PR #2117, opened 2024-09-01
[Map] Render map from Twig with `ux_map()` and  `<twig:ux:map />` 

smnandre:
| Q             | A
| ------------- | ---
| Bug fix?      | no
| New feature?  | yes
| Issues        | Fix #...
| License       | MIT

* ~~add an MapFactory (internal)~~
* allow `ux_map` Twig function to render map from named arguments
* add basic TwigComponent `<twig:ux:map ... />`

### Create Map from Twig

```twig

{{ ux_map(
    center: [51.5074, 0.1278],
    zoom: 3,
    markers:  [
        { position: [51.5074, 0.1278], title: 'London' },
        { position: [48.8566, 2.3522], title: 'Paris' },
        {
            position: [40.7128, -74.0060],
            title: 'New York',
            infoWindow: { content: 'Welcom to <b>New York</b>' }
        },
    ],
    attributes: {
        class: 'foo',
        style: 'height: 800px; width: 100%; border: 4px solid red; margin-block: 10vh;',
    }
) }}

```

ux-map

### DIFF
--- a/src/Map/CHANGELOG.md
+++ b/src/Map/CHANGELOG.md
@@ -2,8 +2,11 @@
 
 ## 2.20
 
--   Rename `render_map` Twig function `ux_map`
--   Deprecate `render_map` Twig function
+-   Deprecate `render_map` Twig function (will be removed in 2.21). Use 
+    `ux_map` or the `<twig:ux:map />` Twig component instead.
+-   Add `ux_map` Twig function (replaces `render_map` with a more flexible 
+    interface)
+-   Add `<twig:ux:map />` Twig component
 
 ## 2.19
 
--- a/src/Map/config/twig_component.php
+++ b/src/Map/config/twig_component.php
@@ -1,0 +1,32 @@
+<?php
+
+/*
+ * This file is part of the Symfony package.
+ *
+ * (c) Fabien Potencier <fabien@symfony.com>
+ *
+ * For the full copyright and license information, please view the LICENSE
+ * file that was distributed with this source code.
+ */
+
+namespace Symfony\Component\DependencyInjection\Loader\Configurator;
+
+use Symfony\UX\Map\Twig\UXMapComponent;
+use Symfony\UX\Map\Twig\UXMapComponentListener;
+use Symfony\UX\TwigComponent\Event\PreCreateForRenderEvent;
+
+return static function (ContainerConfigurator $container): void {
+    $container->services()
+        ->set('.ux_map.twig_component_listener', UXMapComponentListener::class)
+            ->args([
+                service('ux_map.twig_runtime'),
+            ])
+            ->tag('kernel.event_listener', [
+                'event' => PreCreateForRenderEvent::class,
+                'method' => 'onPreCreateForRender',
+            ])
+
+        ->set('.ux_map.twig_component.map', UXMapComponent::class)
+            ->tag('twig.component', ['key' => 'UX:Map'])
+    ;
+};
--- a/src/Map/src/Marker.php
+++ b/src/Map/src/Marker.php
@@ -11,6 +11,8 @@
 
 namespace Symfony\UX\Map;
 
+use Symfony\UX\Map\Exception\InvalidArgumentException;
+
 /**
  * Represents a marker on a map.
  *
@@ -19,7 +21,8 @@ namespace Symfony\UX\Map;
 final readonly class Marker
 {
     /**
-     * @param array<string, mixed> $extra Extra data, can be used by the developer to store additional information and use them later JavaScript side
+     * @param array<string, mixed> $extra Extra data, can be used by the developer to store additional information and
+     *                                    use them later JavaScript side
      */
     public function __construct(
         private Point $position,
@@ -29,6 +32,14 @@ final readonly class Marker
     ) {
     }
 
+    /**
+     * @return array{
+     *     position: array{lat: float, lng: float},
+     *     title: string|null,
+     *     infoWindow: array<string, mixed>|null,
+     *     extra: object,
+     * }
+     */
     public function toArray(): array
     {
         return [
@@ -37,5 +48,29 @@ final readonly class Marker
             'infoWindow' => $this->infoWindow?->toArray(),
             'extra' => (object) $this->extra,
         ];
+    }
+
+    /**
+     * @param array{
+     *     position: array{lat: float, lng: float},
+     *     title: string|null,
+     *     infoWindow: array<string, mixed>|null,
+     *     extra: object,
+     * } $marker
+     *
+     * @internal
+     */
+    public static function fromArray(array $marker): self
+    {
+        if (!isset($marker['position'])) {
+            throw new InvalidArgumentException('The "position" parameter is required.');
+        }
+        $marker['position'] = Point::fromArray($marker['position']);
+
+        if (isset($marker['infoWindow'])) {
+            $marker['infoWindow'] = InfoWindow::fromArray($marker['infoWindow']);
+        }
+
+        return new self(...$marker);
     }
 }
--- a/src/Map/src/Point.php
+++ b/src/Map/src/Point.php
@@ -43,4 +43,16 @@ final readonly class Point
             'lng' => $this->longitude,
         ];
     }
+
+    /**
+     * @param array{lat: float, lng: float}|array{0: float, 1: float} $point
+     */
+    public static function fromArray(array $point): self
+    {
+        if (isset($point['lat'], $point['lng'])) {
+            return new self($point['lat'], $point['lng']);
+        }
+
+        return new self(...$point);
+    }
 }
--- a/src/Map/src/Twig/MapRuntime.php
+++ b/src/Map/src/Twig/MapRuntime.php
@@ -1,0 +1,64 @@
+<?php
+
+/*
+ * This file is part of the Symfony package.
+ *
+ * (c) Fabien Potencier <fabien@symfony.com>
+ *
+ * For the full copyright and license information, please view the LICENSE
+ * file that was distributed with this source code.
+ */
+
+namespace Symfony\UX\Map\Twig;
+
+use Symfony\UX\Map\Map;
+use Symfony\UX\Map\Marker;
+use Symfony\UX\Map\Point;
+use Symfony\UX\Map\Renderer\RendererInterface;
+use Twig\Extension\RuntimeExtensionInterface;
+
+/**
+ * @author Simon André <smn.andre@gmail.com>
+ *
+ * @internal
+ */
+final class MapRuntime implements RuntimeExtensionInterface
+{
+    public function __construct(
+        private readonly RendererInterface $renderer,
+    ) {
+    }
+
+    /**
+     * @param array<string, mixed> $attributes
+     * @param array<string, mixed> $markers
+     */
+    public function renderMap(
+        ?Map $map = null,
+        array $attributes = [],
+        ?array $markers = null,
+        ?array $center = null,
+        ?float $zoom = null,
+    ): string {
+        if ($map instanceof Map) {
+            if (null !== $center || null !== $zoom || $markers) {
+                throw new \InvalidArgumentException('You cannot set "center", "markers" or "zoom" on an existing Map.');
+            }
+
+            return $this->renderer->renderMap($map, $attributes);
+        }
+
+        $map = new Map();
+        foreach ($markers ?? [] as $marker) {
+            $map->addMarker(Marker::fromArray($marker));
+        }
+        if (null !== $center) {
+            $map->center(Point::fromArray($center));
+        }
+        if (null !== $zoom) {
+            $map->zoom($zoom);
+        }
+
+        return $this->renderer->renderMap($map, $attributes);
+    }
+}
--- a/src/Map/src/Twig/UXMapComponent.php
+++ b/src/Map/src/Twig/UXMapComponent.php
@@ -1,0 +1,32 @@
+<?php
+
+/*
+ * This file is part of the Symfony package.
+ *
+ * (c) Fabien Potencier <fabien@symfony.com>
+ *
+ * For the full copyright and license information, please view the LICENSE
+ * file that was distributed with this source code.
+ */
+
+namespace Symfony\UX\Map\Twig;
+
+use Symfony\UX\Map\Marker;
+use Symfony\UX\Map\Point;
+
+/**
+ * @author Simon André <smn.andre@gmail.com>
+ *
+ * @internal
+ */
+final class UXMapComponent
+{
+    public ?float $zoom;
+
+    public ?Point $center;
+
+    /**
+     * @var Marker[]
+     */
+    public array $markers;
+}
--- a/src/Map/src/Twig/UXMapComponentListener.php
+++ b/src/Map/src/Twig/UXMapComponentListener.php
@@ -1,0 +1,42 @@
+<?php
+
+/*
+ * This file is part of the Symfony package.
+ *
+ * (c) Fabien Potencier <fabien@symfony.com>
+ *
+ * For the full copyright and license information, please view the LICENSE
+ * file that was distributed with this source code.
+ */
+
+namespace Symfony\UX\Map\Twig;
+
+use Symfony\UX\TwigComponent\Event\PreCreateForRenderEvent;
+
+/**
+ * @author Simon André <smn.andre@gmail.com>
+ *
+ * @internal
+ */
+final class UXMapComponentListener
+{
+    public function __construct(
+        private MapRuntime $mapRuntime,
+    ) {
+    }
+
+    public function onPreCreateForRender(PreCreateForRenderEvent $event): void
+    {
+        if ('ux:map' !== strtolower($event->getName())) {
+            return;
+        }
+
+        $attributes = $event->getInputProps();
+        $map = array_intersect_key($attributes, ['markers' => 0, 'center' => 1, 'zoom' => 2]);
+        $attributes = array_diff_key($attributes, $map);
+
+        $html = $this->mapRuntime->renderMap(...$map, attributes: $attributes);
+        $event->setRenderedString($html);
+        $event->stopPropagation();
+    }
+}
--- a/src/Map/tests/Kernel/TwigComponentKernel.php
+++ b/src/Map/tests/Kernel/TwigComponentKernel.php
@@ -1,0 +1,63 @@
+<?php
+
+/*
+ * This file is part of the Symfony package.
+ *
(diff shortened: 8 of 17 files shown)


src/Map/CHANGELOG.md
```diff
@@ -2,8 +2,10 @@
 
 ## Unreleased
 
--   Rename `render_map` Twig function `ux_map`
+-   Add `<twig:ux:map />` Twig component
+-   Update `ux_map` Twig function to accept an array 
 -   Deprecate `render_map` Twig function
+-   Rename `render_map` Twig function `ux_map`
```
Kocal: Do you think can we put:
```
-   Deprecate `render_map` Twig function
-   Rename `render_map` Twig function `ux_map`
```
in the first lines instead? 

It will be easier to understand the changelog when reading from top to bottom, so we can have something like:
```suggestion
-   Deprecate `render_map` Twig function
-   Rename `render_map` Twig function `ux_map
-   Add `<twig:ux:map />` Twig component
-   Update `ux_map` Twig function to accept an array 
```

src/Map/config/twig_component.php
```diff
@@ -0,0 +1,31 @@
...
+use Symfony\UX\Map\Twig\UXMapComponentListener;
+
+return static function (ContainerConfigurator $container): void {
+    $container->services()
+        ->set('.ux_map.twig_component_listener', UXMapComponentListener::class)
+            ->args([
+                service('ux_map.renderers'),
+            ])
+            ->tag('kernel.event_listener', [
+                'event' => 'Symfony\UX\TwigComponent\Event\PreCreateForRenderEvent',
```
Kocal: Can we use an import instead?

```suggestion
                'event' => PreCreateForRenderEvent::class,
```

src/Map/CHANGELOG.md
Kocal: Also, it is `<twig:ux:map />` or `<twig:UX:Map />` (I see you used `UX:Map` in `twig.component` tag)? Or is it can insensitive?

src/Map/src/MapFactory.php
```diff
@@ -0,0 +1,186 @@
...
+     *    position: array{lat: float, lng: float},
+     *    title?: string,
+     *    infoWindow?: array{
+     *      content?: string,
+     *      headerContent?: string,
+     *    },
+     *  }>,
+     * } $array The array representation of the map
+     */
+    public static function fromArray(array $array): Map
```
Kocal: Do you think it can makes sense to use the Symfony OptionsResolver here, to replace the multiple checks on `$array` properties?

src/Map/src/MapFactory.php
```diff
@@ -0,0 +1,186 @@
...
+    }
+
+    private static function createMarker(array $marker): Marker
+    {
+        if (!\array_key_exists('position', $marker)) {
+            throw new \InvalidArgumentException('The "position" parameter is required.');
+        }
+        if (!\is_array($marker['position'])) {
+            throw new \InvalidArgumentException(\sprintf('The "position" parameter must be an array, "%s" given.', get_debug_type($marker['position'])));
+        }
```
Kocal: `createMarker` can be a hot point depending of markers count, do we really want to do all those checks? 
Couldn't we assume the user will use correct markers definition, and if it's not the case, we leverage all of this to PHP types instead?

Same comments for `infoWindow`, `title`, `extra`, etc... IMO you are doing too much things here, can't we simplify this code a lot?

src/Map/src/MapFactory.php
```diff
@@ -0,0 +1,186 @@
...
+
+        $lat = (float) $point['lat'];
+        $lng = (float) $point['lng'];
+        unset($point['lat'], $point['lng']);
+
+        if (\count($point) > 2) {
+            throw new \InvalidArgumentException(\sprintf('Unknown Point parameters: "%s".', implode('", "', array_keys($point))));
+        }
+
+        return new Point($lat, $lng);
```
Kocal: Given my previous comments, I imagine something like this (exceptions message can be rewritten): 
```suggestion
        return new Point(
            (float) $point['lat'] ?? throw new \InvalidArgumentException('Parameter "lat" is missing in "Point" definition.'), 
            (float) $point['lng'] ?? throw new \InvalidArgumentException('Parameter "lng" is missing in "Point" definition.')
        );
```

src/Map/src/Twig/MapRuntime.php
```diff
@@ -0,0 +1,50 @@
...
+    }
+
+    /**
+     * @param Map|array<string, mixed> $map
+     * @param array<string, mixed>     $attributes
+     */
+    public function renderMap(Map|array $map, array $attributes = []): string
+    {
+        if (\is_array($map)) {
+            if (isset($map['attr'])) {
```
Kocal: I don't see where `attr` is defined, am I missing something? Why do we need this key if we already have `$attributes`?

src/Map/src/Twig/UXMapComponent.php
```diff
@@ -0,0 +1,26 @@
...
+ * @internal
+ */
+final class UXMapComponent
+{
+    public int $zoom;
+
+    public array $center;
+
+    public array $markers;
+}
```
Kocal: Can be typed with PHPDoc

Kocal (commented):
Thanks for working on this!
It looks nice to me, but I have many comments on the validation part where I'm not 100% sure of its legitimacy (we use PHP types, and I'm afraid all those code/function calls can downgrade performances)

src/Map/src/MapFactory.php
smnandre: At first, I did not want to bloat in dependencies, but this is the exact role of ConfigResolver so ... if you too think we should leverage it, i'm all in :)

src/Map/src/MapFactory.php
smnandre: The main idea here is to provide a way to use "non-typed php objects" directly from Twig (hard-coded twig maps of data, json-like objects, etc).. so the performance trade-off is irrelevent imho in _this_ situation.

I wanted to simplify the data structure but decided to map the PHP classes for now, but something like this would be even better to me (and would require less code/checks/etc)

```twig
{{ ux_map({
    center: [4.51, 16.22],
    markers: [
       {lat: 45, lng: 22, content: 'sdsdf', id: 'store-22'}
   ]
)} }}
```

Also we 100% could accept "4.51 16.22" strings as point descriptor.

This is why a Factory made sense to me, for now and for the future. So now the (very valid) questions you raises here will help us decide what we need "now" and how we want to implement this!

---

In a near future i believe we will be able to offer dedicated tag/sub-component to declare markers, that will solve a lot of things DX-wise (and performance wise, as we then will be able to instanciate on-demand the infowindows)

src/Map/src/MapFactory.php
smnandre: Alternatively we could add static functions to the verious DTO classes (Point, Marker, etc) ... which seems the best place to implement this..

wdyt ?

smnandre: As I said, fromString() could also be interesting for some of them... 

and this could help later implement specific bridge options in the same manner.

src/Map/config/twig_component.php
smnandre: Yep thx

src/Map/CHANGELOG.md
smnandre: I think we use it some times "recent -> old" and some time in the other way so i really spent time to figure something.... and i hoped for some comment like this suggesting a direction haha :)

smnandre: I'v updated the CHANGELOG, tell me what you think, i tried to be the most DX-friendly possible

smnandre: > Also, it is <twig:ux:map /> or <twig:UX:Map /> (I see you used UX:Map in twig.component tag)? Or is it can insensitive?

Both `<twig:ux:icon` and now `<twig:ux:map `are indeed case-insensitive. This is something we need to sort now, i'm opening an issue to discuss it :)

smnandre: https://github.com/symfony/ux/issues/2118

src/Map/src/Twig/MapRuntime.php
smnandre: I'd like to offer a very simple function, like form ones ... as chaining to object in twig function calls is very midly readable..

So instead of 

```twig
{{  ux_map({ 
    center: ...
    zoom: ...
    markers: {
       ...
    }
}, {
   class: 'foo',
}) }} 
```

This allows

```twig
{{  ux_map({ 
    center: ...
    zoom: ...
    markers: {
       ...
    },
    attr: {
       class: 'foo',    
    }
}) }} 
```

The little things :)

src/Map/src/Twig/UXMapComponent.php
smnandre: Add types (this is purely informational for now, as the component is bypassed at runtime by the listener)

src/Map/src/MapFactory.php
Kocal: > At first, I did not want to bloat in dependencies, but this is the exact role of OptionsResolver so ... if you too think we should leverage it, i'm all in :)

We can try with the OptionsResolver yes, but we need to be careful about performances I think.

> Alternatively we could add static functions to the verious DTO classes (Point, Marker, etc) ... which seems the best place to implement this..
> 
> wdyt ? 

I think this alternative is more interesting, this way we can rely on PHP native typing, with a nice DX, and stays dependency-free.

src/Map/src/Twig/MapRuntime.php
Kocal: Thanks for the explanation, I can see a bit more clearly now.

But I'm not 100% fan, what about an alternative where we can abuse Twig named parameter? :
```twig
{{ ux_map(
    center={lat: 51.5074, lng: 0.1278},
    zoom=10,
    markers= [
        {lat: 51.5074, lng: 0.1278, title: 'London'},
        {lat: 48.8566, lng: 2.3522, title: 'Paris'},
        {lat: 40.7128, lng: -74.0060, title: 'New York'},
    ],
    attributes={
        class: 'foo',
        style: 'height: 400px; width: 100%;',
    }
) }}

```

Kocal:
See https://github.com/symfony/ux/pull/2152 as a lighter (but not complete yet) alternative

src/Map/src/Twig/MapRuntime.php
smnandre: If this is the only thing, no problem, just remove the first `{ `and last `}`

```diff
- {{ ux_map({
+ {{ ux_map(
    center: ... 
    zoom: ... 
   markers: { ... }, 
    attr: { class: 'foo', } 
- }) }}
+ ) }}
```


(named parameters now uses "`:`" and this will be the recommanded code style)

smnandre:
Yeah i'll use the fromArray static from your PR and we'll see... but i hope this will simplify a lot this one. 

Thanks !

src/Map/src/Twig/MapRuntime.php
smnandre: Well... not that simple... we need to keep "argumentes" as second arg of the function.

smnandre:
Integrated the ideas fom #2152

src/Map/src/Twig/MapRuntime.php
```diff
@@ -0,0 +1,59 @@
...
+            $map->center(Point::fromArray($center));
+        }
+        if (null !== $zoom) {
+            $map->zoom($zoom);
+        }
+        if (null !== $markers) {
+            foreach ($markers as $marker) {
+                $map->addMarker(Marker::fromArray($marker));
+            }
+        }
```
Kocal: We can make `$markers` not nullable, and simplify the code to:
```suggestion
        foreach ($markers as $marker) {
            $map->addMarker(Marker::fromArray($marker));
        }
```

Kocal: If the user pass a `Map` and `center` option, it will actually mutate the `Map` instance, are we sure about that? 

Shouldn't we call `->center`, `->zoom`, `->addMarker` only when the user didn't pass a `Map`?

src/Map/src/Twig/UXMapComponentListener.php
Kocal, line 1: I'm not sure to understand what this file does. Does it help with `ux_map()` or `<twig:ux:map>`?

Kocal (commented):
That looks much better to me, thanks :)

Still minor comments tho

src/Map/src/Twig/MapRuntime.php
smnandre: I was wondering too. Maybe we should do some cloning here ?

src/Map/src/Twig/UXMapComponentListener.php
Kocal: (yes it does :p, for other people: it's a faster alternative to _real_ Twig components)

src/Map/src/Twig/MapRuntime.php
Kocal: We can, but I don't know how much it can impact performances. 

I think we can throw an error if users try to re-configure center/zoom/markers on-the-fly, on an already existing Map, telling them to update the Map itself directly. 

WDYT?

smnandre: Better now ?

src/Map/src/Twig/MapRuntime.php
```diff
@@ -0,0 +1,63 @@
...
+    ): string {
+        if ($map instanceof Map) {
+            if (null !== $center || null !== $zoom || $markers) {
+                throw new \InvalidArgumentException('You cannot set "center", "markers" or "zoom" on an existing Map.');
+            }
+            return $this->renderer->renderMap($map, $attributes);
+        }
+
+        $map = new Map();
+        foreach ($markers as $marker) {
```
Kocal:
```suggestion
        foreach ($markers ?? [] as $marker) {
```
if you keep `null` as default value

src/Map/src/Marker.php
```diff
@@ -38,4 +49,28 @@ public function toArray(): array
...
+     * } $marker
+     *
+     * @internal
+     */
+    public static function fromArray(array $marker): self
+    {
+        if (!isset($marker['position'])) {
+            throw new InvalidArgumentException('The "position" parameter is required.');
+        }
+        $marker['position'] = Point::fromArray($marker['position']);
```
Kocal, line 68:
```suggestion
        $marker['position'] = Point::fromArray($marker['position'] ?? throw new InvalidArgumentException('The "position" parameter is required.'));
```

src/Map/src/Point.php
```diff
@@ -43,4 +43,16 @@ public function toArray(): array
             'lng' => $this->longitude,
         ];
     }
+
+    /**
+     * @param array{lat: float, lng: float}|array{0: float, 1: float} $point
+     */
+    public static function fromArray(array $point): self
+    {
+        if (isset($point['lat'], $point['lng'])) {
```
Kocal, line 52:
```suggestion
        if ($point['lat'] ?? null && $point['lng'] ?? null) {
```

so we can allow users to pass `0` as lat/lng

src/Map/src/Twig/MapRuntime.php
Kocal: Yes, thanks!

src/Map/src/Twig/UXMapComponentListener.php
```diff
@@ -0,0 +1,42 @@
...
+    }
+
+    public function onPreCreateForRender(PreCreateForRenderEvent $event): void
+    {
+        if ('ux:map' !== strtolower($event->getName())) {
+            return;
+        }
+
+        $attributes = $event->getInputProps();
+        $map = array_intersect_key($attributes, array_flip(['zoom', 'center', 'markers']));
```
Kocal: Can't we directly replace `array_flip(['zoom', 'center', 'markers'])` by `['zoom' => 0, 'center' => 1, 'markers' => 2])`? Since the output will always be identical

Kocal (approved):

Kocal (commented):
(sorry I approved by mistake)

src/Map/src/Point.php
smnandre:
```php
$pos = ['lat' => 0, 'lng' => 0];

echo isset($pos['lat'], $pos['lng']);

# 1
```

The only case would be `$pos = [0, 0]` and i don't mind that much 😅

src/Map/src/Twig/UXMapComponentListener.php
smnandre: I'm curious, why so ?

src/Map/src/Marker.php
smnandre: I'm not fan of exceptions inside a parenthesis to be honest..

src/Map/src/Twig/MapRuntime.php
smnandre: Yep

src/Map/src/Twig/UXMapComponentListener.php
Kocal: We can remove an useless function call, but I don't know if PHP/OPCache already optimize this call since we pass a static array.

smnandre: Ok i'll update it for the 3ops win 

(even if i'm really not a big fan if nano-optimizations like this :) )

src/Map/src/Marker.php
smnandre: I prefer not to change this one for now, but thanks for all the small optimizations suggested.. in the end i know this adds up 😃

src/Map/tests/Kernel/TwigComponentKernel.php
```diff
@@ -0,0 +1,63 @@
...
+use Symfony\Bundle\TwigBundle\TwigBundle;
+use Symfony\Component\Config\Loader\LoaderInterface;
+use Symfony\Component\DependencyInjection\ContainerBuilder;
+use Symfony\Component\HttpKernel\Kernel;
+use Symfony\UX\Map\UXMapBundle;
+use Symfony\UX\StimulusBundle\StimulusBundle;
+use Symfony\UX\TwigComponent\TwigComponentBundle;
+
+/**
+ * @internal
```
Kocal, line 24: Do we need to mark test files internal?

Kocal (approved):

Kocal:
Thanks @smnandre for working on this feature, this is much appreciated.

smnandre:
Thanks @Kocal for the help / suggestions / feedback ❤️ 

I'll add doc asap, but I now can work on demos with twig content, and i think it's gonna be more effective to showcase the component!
★ ★ ★ ★
▶ _WORK TO COMPLETE_: Please give the number of lines in the listing that include "what", with nothing else.

▶ _RESPONSE BOX_: 4